I'm generally a "kick the tires" kind of person, meaning I like to handle what I am about to purchase, anything used almost always. An exceptions was I bought a 44 mag barrel for my Thompson contender, off Ebay, which I was very happy with when it arrived.


----------



## csi-tech (Apr 13, 2013)

I have bought a few guns from different sights. The milsurp weapons are always a crapshoot "Photo is representative of actual inventory, may or may not include a cleaning rod" is sort of the catch-all phrase these days. If I buy anything else it had better be described accurately or it's going back. I have only bought from auction sites that have protections in place.


----------



## Hemi45 (May 5, 2014)

I've used GB to pick up a few older Colt's. I only buy from A+ FFL's who accept credit cards and offer several photos with a willingness to take specific pics that may not have satisfied my 'need to know.' Sometimes people tell me to kick rocks or don't respond at all. The one's who work with me and have a clean product have received my business. If I'm buying a new gun I have a few go-to online vendors but when looking for something that hasn't been made in 20, 30, 40+ years GB can be a heck of a resource if you bid with your head instead of your heart.


----------



## Tennessee (Feb 1, 2014)

Hemi45 said:


> I've used GB to pick up a few older Colt's. I only buy from A+ FFL's who accept credit cards and offer several photos with a willingness to take specific pics that may not have satisfied my 'need to know.' Sometimes people tell me to kick rocks or don't respond at all. The one's who work with me and have a clean product have received my business. If I'm buying a new gun I have a few go-to online vendors but when looking for something that hasn't been made in 20, 30, 40+ years GB can be a heck of a resource if you bid with your head instead of your heart.

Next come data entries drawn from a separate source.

PR #1234, opened 2022-05-26
Support Python 3.9

kajinamit:
This change adds Python 3.9 to supported python versions and adds
test coverage for it. CentOS Stream 9 now uses Python 3.9 by default
so the support is required to run Gnocchi in CentOS Stream 9.

This change also adds a few metadata items to setup.cfg to enforce
usage of Python >= 3.6.

### DIFF
--- a/tox.ini
+++ b/tox.ini
@@ -1,6 +1,6 @@
 [tox]
 minversion = 2.4
-envlist = {py36,py38}-{postgresql,mysql}{,-file,-swift,-ceph,-s3},pep8
+envlist = {py36,py38,py39}-{postgresql,mysql}{,-file,-swift,-ceph,-s3},pep8
 skipsdist = True
 
 [testenv]
@@ -54,7 +54,7 @@ commands =
     {toxinidir}/run-tests.sh {posargs}
     {toxinidir}/run-func-tests.sh {posargs}
 
-[testenv:{py36,py38}-postgresql-file-upgrade-from-4.4]
+[testenv:{py36,py38,py39}-postgresql-file-upgrade-from-4.4]
 # We should always recreate since the script upgrade
 # Gnocchi we can't reuse the virtualenv
 recreate = True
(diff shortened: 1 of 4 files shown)


jd (dismissed):

tobias-urdin:
@mergifyio rebase

tobias-urdin (approved):
Thanks Takashi! I've spent some time fixing CI again, let's see if this becomes green so we can merge it.

tox.ini
```diff
@@ -1,6 +1,6 @@
 [tox]
 minversion = 2.4
-envlist = {py36,py38}-{postgresql,mysql}{,-file,-swift,-ceph,-s3},pep8
+envlist = {py36,py38,py39}-{postgresql,mysql}{,-file,-swift,-ceph,-s3},pep8
 skipsdist = True
 
 [testenv]
```
tobias-urdin, line 6: need to add py39 in some more places in this file below

tobias-urdin (changes requested):

tox.ini
kajinamit: Good catch. Fixed in the latest version.

tobias-urdin:
https://github.com/gnocchixyz/gnocchi/pull/1246 is merged, please resolve conflict and rebase.

tobias-urdin:
@kajinamit please apply this diff, we need to skip Ceph jobs on Python 3.9 since Ubuntu 20.04 python3-rados bindings is only for Python 3.8 (default version in dist).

This guy did have an A+ rating. I just not willing to take the chance anymore. The award is not worth the risk IMO. If I can't put my hands on it, it's a no deal!


----------



## Denton (Sep 18, 2012)

Used guns on the internet? I feel like I am a trusting soul for buying a new one off the internet, recently.

Shoes, either. Learned about that the hard way two months ago. Never again.


----------



## Hemi45 (May 5, 2014)

Denton said:


> Used guns on the internet? *I feel like I am a trusting soul for buying a new one off the internet, recently*.
> 
> Shoes, either. Learned about that the hard way two months ago. Never again.


Fear not intrepid shopper! If you're buying from the likes of Grab A Gun, PSA, etc. you've nothing to worry about. Moreover, new guns are covered by the manufacturers warranty. With $20 FFL transfers, I've only purchased one gun at retail in the past few years. I'm not pushing you to follow my lead, just letting everyone know that buying online from an established seller is money in the bank. As in, the extra money you saved in YOUR bank account 

***ETA***

Also, before anyone decries such buying habits for killing off the 'local guy' (which is a fair point) I'll add that my transfers go through a local "Mom & Pop Shop." They only charge $15 plus the state's $5. They were brilliant enough to recognize online buying trends and established a business that focuses solely on transfers and special orders. That's the sort of adaptation that I commend and support with my patronage!


----------



## James L (Feb 7, 2015)

I'm a bit leery of buying any firearm used. At the very least I would want to field strip and inspect it first.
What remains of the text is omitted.